Before I describe the few steps I took, I want to point out Brian Ghidinelli’s excellent set of posts on analyzing memory problems in ColdFusion. My post is meant to be  a quick and dirty description of how I found an answer to a memory problem quickly using Eclipse MAT. Brian’s articles are exhaustive, and I strongly encourage you to check them out if you want to *really* learn how to do this stuff.

Now then: I opened the MAT perspective in Eclipse (this is on 3.5), and I Opened the heapdump.bin file that jmap spit out. It spun for quite some time, and then I got an Out Of Memory error in Eclipse. Ironic, eh? This one was easy to identify, since I was running Eclipse with only 512MB of RAM, and the file I was parsing was over a gig. So I set Eclipse to run with 1350MB of ram by using the-Xmx option in eclipse.ini, and tried to open the file again. This time, it got pretty far, gave an error, but it still had generated some data. It didn’t give the full information one would need for an exhaustive analysis, but it gave me enough. Had I needed more information, I would’ve followed Brian’s instructions in this post for using Eclipse MAT to parse very large files.

Once I had some information on screen, I clicked the “Dominator Tree” link, and this is what I saw:

bigheap

Go ahead. Open that file. Do you see that line at the top… the one with 22 million instances of a single class name consuming almost 1GB of Memory? Yeah… that’s the problem. His name is coldfusion.monitor.stack.CFStackFrame, and he was my huckleberry.

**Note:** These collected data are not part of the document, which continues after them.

PR #1228, opened 2023-12-01
Update cli-completion.md

danieltprice:
Fix wording / typos.

### DIFF
--- a/content/docs/reference/cli-completion.md
+++ b/content/docs/reference/cli-completion.md
@@ -19,7 +19,11 @@ This command generates a completion script for the `neonctl` command-line interf
 neonctl completion
 ```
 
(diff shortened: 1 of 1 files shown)


content/docs/reference/cli-completion.md
```diff
@@ -19,7 +19,11 @@ This command generates a completion script for the `neonctl` command-line interf
 neonctl completion
 ```
 
-The command outputs the following completion script similar to the following with installation instructions. **Use the completeion scription that is output to your terminal or command window**, as the script may differ depending on your operating environment. 
+The command outputs a completion script similar to the one shown below.
+
+<Admonition type="important">
+Use the completion scription that is output to your terminal or command window, as the script may differ depending on your operating environment.
```
bgrenon, line 25:
```suggestion
Use the completion script that is output to your terminal or command window, as the script may differ depending on your operating environment.
```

At this point in my investigation, I do not know exactly what that class is, but judging by its name, I’m pretty sure it’s related to the CF server monitor. I open server monitor, turn off just the “Monitoring” option, and re-run the application. It crashes within minutes.

I restart CF, open server monitor, and turn Profiling off. I re-run the application, and it successfully completes. I then turn Monitoring back on – to be sure that it’s isolated to Profiling – and re-run the application. It completes.

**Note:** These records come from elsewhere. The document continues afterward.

PR #1235, opened 2023-12-04
Logical data size updates

danieltprice:
Logical data size updates. Need to distinguish from synthetic storage size.


danieltprice:
Opened a new one. This one is corrupted.

PR #1242, opened 2023-12-05
Dprice 12 04 storage release

danieltprice:


knizhnik (approved):
I am not sure if this PR is the right place for complaints, but optimization of stopping null images is not yet completed: https://github.com/neondatabase/neon/pull/5979 is not yet reviews and merged. And without it WAL size produced by pg16 is the same as of pg15, but storage size is still 2x times larger.

conradludgate (approved):

bgrenon (approved):

PR #1310, opened 2024-01-10
SignUp shared component

bgrenon:
A "SignUp" shared component intended to be used in the postgres functions pages.

Once text and approach is approved, let's see about getting @k8isdead to style this into a card or some other visual that nudges the user towards trying out the postgres content described on the page in Neon, without annoying the user or detracting/distracting too much from the point of the page (describe a postgres function or extension for a general postgres audience).

Example:
image


danieltprice:
We could also use this on the extensions and types pages. Instead of a card, which is half-page width, I think it might look better if it were full-page width.

danieltprice (approved):
Text looks good to me.

danieltprice:
@ruf-io Assuming that users land in our docs via the Frindle content, this component would serve as a CTA to sign up try the examples in Neon.

danieltprice (approved):

PR #1313, opened 2024-01-10
Update sidebar.yaml

bgrenon:
Updated for a new Postgres guides section. Includes pointer in toc for the [json_build_object page](https://neon.tech/docs/functions/json_build_object) that is already published.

If there’s a lesson, it’s:

After you spend a few minutes investigating and ruling out the usual suspects, stop speculating. Obtain data, and let it guide you.

2 comments:

Wim said...

The question is: is this NORMAL behaviour? I mean, this is a bug in CF, isn't it?

Marc Esher said...

Wim, it's a good question, and I don't know the answer. I kind of chalked it up to "you get what you ask for", since I had the profiler settings set so aggressively. Basically, I was asking profiler to record information about all database access. And with there being thousands and thousands of queries, I suppose it shouldn't be surprising.